By NTT Staff
Our PHI Lab is focused on solving the most difficult computational problems ever conceived. To do so, they are employing a novel computing system called a Coherent Ising Machine (CIM). Three years ago, PHI Lab Director Yoshihisa Yamamoto and seven colleagues introduced the basic concept of the CIM and its quantum feature in Quantum Information, a Nature Partner Journal.
Experimental results have been promising, and the PHI Lab hopes to be able to share more recent results soon. One challenge they have encountered, however, is that under certain conditions – namely, when the laser pump is increased from below to above threshold – CIMs may be prevented from relaxing to their true ground state. In another article co-authored by Dr. Yamamoto and colleagues at Stanford University and the University of Tokyo, and published in the latest issue of Applied Physics Letter (APL), we learn of two possible solutions to that problem : 1) coherent spreading over local minima via quantum noise correlation; and 2) real-time error correction feedback.

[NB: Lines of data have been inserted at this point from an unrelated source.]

PR #656, opened 2021-12-18
Initial implementation of out-of-proc support

cgillum:
This PR introduces changes to the DT.Core middleware implementation to enable injecting a custom orchestration processor. **See the new unit tests for a primitive example of how this works.** The intent is to leverage this for out-of-process execution of orchestrations in Durable Functions and elsewhere.

Part of the change requires a stronger decoupling of the orchestration executor from the dispatcher layer. In particular, two important changes were made:

- Removed usage of the `IsPlayed` property. This value was set in the executor, which is not a change that could be persisted across process boundaries. For that reason, I've decoupled event history into PastEvents and NewEvents as a way to distinguished "played" and "not-yet-played" history events.
- Similarly, custom status is now being saved in the dispatcher layer instead of in the executor layer.

In order to implement .NET-based out-of-process handlers, several internal types were made public.

### DIFF
--- a/src/DurableTask.Core/History/HistoryEvent.cs
+++ b/src/DurableTask.Core/History/HistoryEvent.cs
@@ -75,7 +75,6 @@ namespace DurableTask.Core.History
         /// Gets the IsPlayed status
         /// </summary>
         [DataMember]
-        [Obsolete("The IsPlayed property is no longer being set")]
         public bool IsPlayed { get; set; }
 
         /// <summary>
--- a/src/DurableTask.Core/History/HistoryEvent.cs
+++ b/src/DurableTask.Core/History/HistoryEvent.cs
@@ -10,7 +10,7 @@
 //  See the License for the specific language governing permissions and
 //  limitations under the License.
 //  ----------------------------------------------------------------------------------
-
+#nullable enable
 namespace DurableTask.Core.History
 {
     using System;
@@ -25,7 +25,7 @@ namespace DurableTask.Core.History
     [KnownType(nameof(KnownTypes))]
     public abstract class HistoryEvent : IExtensibleDataObject
     {
-        private static IReadOnlyCollection<Type> knownTypes;
+        private static IReadOnlyCollection<Type>? knownTypes;
 
         /// <summary>
         /// List of all event classes, for use by the DataContractSerializer
@@ -52,7 +52,6 @@ namespace DurableTask.Core.History
         /// </summary>
         internal HistoryEvent()
         {
-            IsPlayed = false;
             Timestamp = DateTime.UtcNow;
         }
 
@@ -63,7 +62,6 @@ namespace DurableTask.Core.History
         protected HistoryEvent(int eventId)
         {
             EventId = eventId;
-            IsPlayed = false;
             Timestamp = DateTime.UtcNow;
         }
 
@@ -77,6 +75,7 @@ namespace DurableTask.Core.History
         /// Gets the IsPlayed status
         /// </summary>
         [DataMember]
+        [Obsolete("The IsPlayed property is no longer being set")]
         public bool IsPlayed { get; set; }
 
         /// <summary>
@@ -94,7 +93,6 @@ namespace DurableTask.Core.History
         /// <summary>
         /// Implementation for <see cref="IExtensibleDataObject.ExtensionData"/>.
         /// </summary>
-        public ExtensionDataObject ExtensionData { get; set; }
-
+        public ExtensionDataObject? ExtensionData { get; set; }
     }
 }
--- a/src/DurableTask.Core/OrchestrationRuntimeState.cs
+++ b/src/DurableTask.Core/OrchestrationRuntimeState.cs
@@ -77,8 +77,8 @@ namespace DurableTask.Core
         /// <param name="events">List of events for this runtime state</param>
         public OrchestrationRuntimeState(IList<HistoryEvent>? events)
         {
-            Events = new List<HistoryEvent>(events?.Count ?? 32);
-            PastEvents = new List<HistoryEvent>(events?.Count ?? 32);
+            Events = events != null ? new List<HistoryEvent>(events.Count) : new List<HistoryEvent>();
+            PastEvents = events != null ? new List<HistoryEvent>(events.Count) : new List<HistoryEvent>();
             NewEvents = new List<HistoryEvent>();
             completedEventIds = new HashSet<int>();
 
@@ -310,17 +310,21 @@ namespace DurableTask.Core
 
             if (evt is TaskScheduledEvent taskScheduledEvent)
             {
-                returnedEvent = new TaskScheduledEvent(
-                    eventId: taskScheduledEvent.EventId,
-                    name: taskScheduledEvent?.Name ?? "(unnamed)",
-                    version: taskScheduledEvent?.Version,
-                    input: "[..snipped..]");
+                returnedEvent = new TaskScheduledEvent(taskScheduledEvent.EventId)
+                {
+                    Timestamp = taskScheduledEvent.Timestamp,
+                    IsPlayed = taskScheduledEvent.IsPlayed,
+                    Name = taskScheduledEvent.Name,
+                    Version = taskScheduledEvent.Version,
+                    Input = "[..snipped..]",
+                };
             }
             else if (evt is TaskCompletedEvent taskCompletedEvent)
             {
                 returnedEvent = new TaskCompletedEvent(taskCompletedEvent.EventId, taskCompletedEvent.TaskScheduledId, "[..snipped..]")
                 {
                     Timestamp = taskCompletedEvent.Timestamp,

In the course of discussing these approaches, the authors turn to a wide range of interdisciplinary concepts, which they describe as “spanning the fields of statistical physics, mathematics, and computer science, including dynamical systems theory, bifurcation theory, chaos, spin glasses, belief propagation and survey propagation.”
What is happening in this quest for explanations is not uncommon in pathbreaking scientific research. In this case, the high-level performances of CIM prototypes have simply outpaced our current levels of understanding. Interestingly, that stands in contrast to mainstream quantum computing, which to date has been characterized by a higher level of theoretical analysis than laboratory results. A reasonable objective for CIM research now is to advance both sides of the equation, even if the theoretical work has the effect of creating a field of study not listed in existing academic taxonomies.
“We look forward to accelerated advancement of learning in both the theoretical and experimental studies of CIMs … [and] see many rich possibilities for future interdisciplinary research, focused around a multifaceted theoretical and experimental approach to combinatorial optimization that unites perspectives from statistics, computer science, statistical physics and quantum optics,” Dr. Yamamoto said.
The PHI Lab has already cast a wide net in its long-range goal to radically redesign classical computers, through its numerous joint research agreements and its embrace of adjacent fields, such as biological neural networking. If we are at the dawn of a new field of study, it could be a while before we see academics codifying it or publishers launching new journals and conferences, but the APL article by Dr. Yamamoto and his colleagues appears to be a start.